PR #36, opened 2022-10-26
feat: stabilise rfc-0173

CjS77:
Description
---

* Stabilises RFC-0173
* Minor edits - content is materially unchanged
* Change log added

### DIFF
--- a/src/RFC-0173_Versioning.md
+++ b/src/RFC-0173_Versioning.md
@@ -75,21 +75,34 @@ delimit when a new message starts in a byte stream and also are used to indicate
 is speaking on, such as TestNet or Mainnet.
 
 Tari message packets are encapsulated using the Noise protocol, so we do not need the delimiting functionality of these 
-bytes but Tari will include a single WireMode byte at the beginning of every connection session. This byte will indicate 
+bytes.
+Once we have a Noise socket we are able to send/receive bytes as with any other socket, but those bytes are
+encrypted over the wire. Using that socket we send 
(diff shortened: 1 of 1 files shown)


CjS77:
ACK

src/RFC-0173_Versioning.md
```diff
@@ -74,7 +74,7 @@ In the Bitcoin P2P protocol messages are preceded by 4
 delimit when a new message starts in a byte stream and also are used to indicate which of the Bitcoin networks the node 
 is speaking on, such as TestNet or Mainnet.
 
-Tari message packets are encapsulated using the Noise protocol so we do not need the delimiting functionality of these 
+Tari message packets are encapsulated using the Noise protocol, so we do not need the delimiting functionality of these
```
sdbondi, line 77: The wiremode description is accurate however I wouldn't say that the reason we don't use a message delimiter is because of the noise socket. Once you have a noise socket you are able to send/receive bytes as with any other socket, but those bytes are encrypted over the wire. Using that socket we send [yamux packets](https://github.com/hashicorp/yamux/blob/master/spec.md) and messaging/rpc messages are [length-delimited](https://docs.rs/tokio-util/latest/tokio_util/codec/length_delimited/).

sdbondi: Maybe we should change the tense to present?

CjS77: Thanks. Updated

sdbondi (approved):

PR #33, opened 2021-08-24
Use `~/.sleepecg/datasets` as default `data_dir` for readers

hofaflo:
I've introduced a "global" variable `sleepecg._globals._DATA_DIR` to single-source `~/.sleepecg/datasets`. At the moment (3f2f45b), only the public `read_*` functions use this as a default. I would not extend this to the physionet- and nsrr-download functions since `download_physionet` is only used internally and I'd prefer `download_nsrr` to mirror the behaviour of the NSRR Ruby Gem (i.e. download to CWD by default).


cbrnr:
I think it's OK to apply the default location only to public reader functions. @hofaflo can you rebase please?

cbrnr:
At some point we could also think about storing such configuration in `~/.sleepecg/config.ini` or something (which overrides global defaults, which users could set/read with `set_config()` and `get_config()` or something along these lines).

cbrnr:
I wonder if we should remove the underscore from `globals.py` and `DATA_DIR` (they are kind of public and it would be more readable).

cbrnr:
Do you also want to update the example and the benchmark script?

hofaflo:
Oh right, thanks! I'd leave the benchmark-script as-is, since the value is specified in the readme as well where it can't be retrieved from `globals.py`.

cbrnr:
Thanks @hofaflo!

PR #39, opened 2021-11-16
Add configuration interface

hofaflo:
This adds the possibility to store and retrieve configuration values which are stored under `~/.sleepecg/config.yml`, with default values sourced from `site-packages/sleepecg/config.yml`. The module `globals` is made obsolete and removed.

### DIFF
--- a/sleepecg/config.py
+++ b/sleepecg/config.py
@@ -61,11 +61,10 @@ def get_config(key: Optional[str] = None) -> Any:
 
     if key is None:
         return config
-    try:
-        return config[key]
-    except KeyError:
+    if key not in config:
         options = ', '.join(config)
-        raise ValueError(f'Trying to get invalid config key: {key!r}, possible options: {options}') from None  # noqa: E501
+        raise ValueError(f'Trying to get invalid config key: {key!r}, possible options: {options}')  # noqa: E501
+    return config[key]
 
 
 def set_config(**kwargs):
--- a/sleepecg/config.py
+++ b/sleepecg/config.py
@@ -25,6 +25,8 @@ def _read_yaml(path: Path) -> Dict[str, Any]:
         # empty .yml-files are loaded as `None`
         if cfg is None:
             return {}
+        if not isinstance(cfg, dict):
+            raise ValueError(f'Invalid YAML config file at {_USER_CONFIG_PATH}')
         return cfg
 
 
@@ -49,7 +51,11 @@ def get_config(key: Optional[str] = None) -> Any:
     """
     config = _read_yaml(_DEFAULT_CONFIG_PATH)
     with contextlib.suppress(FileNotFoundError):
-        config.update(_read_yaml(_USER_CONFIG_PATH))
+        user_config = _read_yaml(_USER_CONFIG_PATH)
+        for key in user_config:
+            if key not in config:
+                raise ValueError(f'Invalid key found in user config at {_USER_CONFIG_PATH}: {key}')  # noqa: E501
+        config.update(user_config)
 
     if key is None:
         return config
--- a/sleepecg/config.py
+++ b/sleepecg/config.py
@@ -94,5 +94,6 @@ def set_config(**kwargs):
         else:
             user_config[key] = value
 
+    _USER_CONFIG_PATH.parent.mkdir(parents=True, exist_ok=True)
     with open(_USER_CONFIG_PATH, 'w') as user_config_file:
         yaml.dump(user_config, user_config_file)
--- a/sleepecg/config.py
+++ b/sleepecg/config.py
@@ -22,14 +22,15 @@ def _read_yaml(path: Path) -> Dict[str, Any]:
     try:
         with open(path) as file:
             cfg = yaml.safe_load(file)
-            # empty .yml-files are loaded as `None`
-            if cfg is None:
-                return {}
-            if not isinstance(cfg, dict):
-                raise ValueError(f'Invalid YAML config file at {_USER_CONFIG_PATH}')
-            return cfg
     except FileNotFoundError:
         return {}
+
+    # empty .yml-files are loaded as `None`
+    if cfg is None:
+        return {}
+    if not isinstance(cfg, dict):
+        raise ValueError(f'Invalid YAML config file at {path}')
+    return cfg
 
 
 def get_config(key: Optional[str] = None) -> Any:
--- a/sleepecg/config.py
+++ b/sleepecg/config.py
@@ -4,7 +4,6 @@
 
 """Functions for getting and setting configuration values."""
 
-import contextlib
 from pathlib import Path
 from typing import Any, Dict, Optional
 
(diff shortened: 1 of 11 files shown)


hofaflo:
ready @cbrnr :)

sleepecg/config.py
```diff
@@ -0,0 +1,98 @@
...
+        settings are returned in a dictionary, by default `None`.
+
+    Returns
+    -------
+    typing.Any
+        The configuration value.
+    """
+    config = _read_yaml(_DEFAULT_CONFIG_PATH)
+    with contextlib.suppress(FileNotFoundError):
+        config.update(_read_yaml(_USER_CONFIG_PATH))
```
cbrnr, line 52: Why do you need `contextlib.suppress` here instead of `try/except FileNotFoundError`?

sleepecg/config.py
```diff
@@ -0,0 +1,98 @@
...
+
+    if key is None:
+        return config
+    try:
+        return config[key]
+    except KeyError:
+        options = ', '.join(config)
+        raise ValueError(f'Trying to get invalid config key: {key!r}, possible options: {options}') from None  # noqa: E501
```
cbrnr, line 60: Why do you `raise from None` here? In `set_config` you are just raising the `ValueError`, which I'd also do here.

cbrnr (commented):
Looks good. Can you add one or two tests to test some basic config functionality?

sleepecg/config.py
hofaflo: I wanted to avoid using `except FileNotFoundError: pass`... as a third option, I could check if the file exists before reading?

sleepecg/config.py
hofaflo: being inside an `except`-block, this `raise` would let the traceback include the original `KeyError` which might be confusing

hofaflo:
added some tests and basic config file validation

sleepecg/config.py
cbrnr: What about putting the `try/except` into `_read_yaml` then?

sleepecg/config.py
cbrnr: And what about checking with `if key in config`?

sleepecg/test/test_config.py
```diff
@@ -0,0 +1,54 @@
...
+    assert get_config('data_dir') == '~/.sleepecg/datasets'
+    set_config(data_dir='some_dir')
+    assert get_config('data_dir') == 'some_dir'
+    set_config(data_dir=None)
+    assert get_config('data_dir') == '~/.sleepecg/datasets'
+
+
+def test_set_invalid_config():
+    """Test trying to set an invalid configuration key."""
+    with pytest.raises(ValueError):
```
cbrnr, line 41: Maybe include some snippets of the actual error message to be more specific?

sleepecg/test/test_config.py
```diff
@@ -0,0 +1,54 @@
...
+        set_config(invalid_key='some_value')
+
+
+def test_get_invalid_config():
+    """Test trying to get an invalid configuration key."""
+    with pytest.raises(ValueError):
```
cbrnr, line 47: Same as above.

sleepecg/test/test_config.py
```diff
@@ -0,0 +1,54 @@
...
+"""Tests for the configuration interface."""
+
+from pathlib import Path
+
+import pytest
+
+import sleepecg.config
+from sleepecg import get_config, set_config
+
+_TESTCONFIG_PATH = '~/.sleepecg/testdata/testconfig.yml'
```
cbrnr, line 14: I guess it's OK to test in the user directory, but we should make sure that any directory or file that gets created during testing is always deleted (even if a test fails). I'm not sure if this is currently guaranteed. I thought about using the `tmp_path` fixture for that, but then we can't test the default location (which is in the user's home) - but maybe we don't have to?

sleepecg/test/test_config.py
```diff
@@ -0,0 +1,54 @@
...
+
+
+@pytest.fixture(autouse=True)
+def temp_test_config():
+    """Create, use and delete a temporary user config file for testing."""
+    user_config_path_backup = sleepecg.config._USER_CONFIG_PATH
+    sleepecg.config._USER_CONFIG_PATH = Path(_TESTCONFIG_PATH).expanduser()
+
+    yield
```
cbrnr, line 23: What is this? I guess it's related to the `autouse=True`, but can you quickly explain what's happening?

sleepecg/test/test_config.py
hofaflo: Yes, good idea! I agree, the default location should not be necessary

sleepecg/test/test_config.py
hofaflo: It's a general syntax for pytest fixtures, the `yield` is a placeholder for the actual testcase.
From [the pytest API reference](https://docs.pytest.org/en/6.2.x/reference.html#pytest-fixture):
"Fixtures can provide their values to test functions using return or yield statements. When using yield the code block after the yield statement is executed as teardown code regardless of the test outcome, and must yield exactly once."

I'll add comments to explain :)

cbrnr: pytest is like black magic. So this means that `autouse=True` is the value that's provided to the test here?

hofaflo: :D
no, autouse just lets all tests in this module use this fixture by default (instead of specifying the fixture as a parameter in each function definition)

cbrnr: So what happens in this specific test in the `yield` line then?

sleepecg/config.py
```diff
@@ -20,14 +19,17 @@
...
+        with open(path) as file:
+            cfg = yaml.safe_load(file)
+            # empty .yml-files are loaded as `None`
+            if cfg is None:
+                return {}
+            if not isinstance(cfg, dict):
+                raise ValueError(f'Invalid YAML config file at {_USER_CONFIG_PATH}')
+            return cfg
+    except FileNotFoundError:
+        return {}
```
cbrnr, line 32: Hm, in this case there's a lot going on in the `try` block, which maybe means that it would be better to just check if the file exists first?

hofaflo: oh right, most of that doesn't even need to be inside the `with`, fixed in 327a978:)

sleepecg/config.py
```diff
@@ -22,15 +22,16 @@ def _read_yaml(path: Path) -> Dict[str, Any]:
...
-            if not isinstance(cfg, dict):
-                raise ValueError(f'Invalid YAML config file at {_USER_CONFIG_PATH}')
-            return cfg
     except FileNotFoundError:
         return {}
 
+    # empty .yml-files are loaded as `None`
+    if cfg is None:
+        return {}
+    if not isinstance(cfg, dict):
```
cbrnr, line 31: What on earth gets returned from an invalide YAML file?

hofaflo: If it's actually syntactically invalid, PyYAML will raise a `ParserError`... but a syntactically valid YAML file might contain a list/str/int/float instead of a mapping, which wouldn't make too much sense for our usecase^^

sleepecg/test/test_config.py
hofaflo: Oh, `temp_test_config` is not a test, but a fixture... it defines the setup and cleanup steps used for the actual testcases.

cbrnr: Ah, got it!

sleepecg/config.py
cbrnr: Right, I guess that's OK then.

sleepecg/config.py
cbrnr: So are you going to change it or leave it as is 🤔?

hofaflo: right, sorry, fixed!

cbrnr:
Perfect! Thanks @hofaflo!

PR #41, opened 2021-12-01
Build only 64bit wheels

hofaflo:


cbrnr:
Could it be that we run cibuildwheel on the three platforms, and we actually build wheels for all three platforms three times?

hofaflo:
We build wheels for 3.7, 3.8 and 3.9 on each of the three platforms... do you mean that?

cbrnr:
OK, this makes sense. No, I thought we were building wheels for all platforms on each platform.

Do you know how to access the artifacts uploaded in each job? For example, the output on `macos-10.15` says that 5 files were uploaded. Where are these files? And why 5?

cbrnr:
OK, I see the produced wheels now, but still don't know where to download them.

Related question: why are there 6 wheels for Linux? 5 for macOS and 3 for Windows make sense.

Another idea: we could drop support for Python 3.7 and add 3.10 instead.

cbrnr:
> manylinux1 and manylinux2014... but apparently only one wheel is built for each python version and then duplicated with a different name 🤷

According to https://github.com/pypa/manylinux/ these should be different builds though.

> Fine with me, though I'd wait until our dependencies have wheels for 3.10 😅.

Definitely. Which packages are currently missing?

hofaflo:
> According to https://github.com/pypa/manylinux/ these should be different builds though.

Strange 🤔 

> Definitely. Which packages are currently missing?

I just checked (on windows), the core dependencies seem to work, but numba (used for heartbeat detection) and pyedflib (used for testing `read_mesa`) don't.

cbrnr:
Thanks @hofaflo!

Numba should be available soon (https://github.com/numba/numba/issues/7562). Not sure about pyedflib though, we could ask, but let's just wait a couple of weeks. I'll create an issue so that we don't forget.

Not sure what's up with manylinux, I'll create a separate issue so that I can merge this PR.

____

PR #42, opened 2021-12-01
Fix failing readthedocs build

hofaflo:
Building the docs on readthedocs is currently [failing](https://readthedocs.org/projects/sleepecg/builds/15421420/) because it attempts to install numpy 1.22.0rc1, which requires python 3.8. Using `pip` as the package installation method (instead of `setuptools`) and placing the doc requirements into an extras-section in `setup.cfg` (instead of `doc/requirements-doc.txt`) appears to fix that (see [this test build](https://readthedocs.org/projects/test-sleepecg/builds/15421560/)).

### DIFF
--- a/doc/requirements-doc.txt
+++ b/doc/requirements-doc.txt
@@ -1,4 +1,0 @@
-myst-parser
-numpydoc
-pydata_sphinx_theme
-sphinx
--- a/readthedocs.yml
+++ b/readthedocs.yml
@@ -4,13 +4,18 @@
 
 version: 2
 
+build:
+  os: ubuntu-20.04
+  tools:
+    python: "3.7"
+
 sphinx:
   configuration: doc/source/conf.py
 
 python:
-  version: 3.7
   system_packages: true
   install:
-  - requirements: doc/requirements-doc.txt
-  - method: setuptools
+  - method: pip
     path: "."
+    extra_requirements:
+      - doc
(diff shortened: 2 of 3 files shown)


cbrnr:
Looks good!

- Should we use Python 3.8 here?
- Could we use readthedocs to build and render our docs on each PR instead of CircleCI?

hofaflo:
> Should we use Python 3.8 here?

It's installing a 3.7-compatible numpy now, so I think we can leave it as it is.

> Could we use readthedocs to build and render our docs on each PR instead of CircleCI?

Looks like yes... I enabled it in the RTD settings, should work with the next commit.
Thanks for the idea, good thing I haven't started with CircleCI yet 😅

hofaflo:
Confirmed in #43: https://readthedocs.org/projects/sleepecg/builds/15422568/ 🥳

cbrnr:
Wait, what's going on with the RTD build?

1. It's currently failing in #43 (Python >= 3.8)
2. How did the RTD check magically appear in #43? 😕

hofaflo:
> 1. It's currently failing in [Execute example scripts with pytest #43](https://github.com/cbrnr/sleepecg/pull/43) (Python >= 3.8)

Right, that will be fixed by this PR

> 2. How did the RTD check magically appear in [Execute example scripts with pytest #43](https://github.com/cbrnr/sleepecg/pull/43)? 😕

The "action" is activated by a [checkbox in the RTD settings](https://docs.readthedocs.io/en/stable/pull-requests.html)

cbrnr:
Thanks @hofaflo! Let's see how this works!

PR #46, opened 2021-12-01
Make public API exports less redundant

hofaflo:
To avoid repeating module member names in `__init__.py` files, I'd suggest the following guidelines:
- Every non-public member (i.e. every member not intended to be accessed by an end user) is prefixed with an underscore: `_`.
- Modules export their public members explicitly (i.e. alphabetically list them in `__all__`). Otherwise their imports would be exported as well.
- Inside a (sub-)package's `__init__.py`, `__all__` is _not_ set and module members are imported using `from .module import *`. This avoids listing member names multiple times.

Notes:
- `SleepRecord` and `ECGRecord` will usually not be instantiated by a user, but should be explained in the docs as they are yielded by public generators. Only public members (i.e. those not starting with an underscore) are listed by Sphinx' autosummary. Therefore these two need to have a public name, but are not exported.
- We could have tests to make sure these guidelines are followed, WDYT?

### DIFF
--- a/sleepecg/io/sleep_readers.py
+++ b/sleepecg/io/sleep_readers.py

____

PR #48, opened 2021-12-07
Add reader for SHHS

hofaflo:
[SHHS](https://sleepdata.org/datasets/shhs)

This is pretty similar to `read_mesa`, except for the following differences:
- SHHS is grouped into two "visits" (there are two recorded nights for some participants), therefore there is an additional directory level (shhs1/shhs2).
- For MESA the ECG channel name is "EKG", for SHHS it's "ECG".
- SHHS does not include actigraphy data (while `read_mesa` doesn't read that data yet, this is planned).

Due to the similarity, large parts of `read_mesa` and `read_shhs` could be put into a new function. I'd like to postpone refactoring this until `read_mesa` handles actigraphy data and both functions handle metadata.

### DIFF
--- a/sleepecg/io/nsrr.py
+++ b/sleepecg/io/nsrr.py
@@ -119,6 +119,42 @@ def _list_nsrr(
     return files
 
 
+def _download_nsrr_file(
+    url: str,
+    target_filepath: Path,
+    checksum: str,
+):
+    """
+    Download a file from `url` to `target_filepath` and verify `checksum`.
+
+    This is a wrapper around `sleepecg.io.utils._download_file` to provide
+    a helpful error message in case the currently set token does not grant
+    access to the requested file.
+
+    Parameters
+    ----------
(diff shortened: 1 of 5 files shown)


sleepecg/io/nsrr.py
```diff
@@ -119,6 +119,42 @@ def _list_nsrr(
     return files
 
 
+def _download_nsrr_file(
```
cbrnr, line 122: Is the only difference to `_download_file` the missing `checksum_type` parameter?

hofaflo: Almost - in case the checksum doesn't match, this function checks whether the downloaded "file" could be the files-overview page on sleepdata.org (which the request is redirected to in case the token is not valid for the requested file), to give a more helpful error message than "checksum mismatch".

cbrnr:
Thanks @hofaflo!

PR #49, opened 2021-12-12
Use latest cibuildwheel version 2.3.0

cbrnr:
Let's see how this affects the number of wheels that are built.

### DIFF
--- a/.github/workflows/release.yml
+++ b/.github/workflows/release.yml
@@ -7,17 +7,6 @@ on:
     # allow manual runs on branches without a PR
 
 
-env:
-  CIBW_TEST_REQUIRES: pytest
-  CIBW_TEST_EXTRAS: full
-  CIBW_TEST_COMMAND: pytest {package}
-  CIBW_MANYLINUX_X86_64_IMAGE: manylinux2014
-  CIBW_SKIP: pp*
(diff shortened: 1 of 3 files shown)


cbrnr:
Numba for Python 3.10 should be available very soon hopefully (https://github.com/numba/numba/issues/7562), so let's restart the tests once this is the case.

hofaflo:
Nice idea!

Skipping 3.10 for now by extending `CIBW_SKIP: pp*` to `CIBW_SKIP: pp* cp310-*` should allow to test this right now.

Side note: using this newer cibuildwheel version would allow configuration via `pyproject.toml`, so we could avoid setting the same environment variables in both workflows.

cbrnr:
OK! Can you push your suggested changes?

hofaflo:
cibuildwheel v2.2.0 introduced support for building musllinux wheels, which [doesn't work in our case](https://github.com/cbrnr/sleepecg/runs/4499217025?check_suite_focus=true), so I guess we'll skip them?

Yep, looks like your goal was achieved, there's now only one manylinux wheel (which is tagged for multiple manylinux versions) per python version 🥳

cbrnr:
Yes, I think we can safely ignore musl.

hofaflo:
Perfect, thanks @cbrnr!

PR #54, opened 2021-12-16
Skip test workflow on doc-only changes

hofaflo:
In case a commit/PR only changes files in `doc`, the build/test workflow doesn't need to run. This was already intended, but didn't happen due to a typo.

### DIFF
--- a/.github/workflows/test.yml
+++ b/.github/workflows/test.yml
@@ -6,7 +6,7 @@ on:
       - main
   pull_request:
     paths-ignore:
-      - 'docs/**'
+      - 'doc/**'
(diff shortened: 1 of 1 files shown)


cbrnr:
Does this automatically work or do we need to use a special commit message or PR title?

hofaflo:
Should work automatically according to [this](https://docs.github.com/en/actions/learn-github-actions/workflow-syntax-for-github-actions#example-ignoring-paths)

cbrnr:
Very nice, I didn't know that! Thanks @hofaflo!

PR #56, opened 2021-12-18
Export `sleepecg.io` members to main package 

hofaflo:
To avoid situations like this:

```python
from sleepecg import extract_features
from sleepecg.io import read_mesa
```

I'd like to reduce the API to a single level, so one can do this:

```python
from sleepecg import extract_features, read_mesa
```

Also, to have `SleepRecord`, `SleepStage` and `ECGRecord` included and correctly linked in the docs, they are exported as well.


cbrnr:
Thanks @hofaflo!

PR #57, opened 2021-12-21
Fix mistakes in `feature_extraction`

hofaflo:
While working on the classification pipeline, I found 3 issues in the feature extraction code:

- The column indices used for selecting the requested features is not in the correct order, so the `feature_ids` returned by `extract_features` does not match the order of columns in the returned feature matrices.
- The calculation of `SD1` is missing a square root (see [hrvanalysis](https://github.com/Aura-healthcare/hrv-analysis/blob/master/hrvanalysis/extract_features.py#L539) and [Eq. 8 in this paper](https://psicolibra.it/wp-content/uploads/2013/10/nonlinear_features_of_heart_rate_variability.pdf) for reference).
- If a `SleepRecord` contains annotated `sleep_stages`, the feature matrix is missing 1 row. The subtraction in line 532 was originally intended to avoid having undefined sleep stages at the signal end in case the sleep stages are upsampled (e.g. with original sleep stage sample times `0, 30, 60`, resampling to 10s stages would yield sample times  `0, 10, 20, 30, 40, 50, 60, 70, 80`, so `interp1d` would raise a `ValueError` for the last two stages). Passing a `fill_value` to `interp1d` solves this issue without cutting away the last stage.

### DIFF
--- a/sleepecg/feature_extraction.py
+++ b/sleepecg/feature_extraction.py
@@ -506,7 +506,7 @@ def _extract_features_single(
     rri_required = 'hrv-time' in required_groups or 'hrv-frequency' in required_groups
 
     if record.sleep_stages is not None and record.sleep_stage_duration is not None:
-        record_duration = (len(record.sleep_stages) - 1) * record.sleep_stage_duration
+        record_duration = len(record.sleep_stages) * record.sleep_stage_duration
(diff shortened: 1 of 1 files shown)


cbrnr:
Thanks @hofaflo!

____

=== Goal of the exercise ===
Copy exactly the stretch of data above from the line with "Looks like yes..." through the line with "failing in [Execute", and omit all other lines.

=== Answer space ===
Looks like yes... I enabled it in the RTD settings, should work with the next commit.
Thanks for the idea, good thing I haven't started with CircleCI yet 😅

hofaflo:
Confirmed in #43: https://readthedocs.org/projects/sleepecg/builds/15422568/ 🥳

cbrnr:
Wait, what's going on with the RTD build?

1. It's currently failing in #43 (Python >= 3.8)
2. How did the RTD check magically appear in #43? 😕

hofaflo:
> 1. It's currently failing in [Execute example scripts with pytest #43](https://github.com/cbrnr/sleepecg/pull/43) (Python >= 3.8)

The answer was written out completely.